> Extracted data:
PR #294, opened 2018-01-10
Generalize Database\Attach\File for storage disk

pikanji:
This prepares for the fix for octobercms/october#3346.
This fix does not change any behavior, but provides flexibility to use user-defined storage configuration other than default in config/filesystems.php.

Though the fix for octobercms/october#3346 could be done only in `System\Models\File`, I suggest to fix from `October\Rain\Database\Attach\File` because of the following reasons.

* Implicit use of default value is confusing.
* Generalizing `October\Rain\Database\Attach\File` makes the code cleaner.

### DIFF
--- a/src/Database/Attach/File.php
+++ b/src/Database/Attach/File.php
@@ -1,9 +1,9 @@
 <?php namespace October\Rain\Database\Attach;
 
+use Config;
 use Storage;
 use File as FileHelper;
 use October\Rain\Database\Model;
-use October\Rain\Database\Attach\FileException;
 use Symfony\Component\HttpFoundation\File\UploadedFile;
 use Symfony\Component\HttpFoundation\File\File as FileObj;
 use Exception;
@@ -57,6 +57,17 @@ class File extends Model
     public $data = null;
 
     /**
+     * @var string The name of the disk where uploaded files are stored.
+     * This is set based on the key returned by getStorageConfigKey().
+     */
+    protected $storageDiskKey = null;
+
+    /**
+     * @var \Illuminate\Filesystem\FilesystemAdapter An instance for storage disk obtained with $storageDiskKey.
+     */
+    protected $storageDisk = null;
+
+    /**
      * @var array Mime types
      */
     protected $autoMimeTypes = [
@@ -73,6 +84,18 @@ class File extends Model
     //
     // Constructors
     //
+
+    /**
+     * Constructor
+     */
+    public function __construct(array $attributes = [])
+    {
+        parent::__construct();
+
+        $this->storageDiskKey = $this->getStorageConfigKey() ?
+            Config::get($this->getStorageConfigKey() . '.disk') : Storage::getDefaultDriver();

> Prompt: Transcribe nothing except the lines from the one with "obtained with $storageDiskKey." through the end of the data above, each exactly as it appears.

> Answer box:
+     * @var \Illuminate\Filesystem\FilesystemAdapter An instance for storage disk obtained with $storageDiskKey.
+     */
+    protected $storageDisk = null;
+
+    /**
      * @var array Mime types
      */
     protected $autoMimeTypes = [
@@ -73,6 +84,18 @@ class File extends Model
     //
     // Constructors
     //
+
+    /**
+     * Constructor
+     */
+    public function __construct(array $attributes = [])
+    {
+        parent::__construct();
+
+        $this->storageDiskKey = $this->getStorageConfigKey() ?
+            Config::get($this->getStorageConfigKey() . '.disk') : Storage::getDefaultDriver();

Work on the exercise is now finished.